This ninety minutes has everything you could ever need to experience if your penchant is for wicker. The backcloth, hanging motionless one moment, becomes doors and windows the next in a patchwork of wicker. Characters, animals and monsters appear, ingeniously created from assorted baskets, fans and brushes. All wicker. Everything. Everything except an impression of Alan Whicker!
Yet, that is not as absurd as it sounds. The humour of Commotion and ICE is most definitely on that level. Gerry Flanagan, deadpan and pitiful as ever, portrays our hero Don Quixote. He is aided and abetted in his adventures, be they tales or memories, by his noble, if somewhat dippy, assistant Sancho Panza, amiably played by Rick Zoltowski. Fiona Battersby plays the calm and gentle Housekeeper – a strong and straight wall from which the others bounce into insane stories.
Using the props around them, they show us Quixote's struggles against the giant, the windmills and the sea. We also have a feel of the struggles within Quixote's aged mind as he nears death. Touchingly played, these scenes hold extreme power and honesty, as do their wonderful glances and asides to each other.

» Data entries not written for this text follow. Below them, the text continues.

PR #2670, opened 2018-04-03
retry at a more basic level to avoid random timeouts stopping deploys

grosser:


plugins/kubernetes/app/models/kubernetes/api/pod.rb
```diff
@@ -109,18 +109,24 @@ def raw_events
...
+              @client.get_pod_log(name, namespace, container: container)
+            end
           else
             # still waiting, stream logs
             result = +""
             begin
               timeout_logs(wait) do
-                @client.watch_pod_log(name, namespace, container: container).each do |log|
-                  result << log << "\n"
+                SamsonKubernetes.retry_on_connection_errors do
```
grosser: this might end up duplicating the logs ... but we'll see ...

Where The Quest for Don Quixote slips a little is, at the moment, the difficult handling of some props. Soon, this will be overcome and the show will undoubtedly grow in strength. But the Quest itself? Are we searching for the real Quixote, or is there something deeper in his travelling? What is he looking for? Why is he going? From moments of manic genius, Quixote jumps into philosophical prose that is heavy in sentiment and words, sometimes sitting uneasily within the lightness and frivolity of the characters' games. This is a bold interpretation of a story that is hard to dramatise, but Commotion and ICE have, in their own way and style, a golden show to be proud of.